> **TASK OBJECTIVE**: Write the entries out exactly, with the final line being the one containing "resolved the dataflow".

> **Dataset entries**:

PR #2475, opened 2026-07-04
fix(cli): resolve the dataflow once in `dora topic info`

phil-opp:
## Issue

`info()` in `binaries/cli/src/command/topic/info.rs` resolved the dataflow **twice**:

- `TopicSelector::resolve` already fetches the dataflow descriptor (via a coordinator `Info` request, and an interactive dataflow picker when the target is ambiguous).
- `info()` then called `selector.dataflow.resolve()` a second time purely to obtain the descriptor for the subscriber scan — discarding the one the first resolve had already fetched.

Consequences when running `dora topic info <topic>` without `-d` while multiple dataflows are running:

- The user is prompted to pick a dataflow **twice**.
- If they pick a **different** dataflow the second time, the WS subscription (keyed on the first resolve's id) and the subscriber list (from the second descriptor) refer to different dataflows, producing an inconsistent report.
- Even with `-d`, it doubles the coordinator round-trips.

## Fix

Add `TopicSelector::resolve_with_descriptor`, which returns the descriptor alongside the topics; `resolve` now delegates to it (discarding the descriptor). `info()` uses `resolve_with_descriptor` to resolve exactly once and reuse the descriptor for the subscriber scan. The other `resolve` callers (`echo`, `hz`, `pub`, `list`) are unchanged.

## Validation

- `cargo build -p dora-cli` and `cargo clippy -p dora-cli -- -D warnings` clean.
- `cargo test -p dora-cli` — all 246 tests pass.
- `cargo fmt --all -- --check` clean.

---

---


phil-opp:
No issues found. I verified the refactor against the base code: `resolve_with_descriptor` returns exactly the same `dataflow_descriptor` that was previously re-fetched by the second `selector.dataflow.resolve()` call, so `info()`'s subscriber scan is unchanged in behavior while the duplicate coordinator round-trip and second interactive dataflow-picker prompt are correctly eliminated. `resolve`'s delegation preserves its existing signature and behavior for the other callers.

---

---

PR #2476, opened 2026-07-04
fix(cli): stop reporting an all-stopped dataflow as "all healthy" in doctor

phil-opp:
## Issue

`check_node_health` in `binaries/cli/src/command/doctor.rs` skips cleanly-stopped nodes when counting, so a dataflow whose nodes have all stopped yields `healthy = degraded = failed = 0` while `total > 0`. The reporting block's final `else if total > 0` arm then printed:

```
Nodes: N total, all healthy
```

— claiming health for nodes that are all stopped. The same "all healthy" wording was also wrong for the mixed case (e.g. 2 healthy + 3 stopped reported `5 total, all healthy`).

## Fix

Extract the message selection into a **pure** `node_health_report` function over a `NodeHealthCounts` struct (now including a `stopped` count), and fold the stopped count into every message so the numbers reconcile with `total`:

- All-stopped dataflow → `Nodes: N total, all stopped`
- Partially-stopped → healthy count plus a `, M stopped` suffix
- Fail/Warn branches → previous wording plus the reconciling stopped suffix

## Validation

- Added unit tests covering all-stopped, mixed healthy+stopped, all-healthy, degraded, failed, and empty cases.
- `cargo test -p dora-cli` — all pass (incl. the 6 new `node_health_tests`).
- `cargo clippy -p dora-cli -- -D warnings` and `cargo fmt --all -- --check` clean.

---
🤖 This PR was generated by Claude (an AI agent) in an automated code-review session. **Machine-generated change — please review carefully before merging.** It has been reviewed by the agent before submission but warrants human review.

---
_Generated by [Claude Code](https://claude.ai/code/session_01PxqZqpep1HtBrYurEGRpJw)_

PR #2477, opened 2026-07-04
fix(daemon): drop per-dataflow node results on finish to bound memory

phil-opp:
## Issue

`Daemon::dataflow_node_results` (`binaries/daemon/src/lib.rs`) accumulates one entry per node for every dataflow the daemon runs, but `finish_dataflow` only removed the dataflow from `self.running` — never from this map. The entries were reclaimed solely by the wholesale `mem::take` on daemon exit/reconnect, so a **long-lived daemon** that services many short dataflows (e.g. repeated `dora run` against a persistent daemon) grows this map without bound.

## Fix

`finish_dataflow` already clones the entry into the `DataflowDaemonResult` it reports to the coordinator **before** any cleanup, and nothing reads the map for a dataflow once it has finished. Remove the entry alongside `self.running`:

```rust
self.dataflow_node_results.remove(&dataflow_id);
```

UUID keys are unique, so there is no stale-lookup hazard.

## Validation

- `cargo test -p dora-daemon` — all lib tests pass.
- `cargo clippy -p dora-daemon -- -D warnings` and `cargo fmt --all -- --check` clean.

---

---

### DIFF
--- a/binaries/daemon/src/lib.rs
+++ b/binaries/daemon/src/lib.rs
@@ -4210,6 +4210,11 @@ impl Daemon {
             let _ = df.listener_shutdown_tx.send(true);
         }
         self.running.remove(&dataflow_id);
+        // Reclaim the per-node result entries for this dataflow. They were
+        // already consumed into `result` above and have no reader once the
+        // dataflow is no longer running, so keeping them would leak one entry
+        // per node for every dataflow a long-lived daemon ever runs.
+        self.dataflow_node_results.remove(&dataflow_id);
 
         Ok(())
     }


phil-opp:
Closing this PR — CI (`examples-linux`, `cli-rust`) surfaced a **regression that this change introduces**, and my verification confirms it.

**Root cause.** `dataflow_node_results` has a second reader I missed: `run_inner` returns `std::mem::take(&mut self.dataflow_node_results)` (`binaries/daemon/src/lib.rs:1494`), and the single-shot `dora run` path consumes that map at `lib.rs:999`:

```rust
let node_results = match dataflow_results.remove(&dataflow_id) {
    Some(results) => results,
    None if all_nodes_dynamic => BTreeMap::new(),
    None => return Err(eyre::eyre!("no node results for dataflow_id {dataflow_id}")),
};
```

`finish_dataflow` runs **before** `run_inner` returns, so removing the entry there makes this lookup `None` for every non-all-dynamic dataflow → `dora run` fails with *"no node results for dataflow_id"*. Unit tests didn't catch it because they don't exercise the single-shot result-reporting path; the `dora run`-based e2e jobs did.

The underlying finding (this map grows unbounded on a **long-lived reconnecting** daemon) is still valid, but a correct fix has to distinguish the single-shot `dora run` daemon — which needs the entry to survive until `run_inner` returns — from the reconnecting daemon where the growth actually matters. That's more involved than this one-line removal and warrants careful e2e verification, so I'm withdrawing this rather than stacking a speculative fix.

Apologies for the noise. The other PRs in the batch (#2474, #2475, #2476, #2478, #2479) are independent and unaffected.

🤖 Machine-generated review session — this withdrawal was decided by the agent after diagnosing the CI failure.

---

> **ANSWER SECTION**:
PR #2475, opened 2026-07-04
fix(cli): resolve the dataflow once in `dora topic info`

phil-opp:
## Issue

`info()` in `binaries/cli/src/command/topic/info.rs` resolved the dataflow **twice**:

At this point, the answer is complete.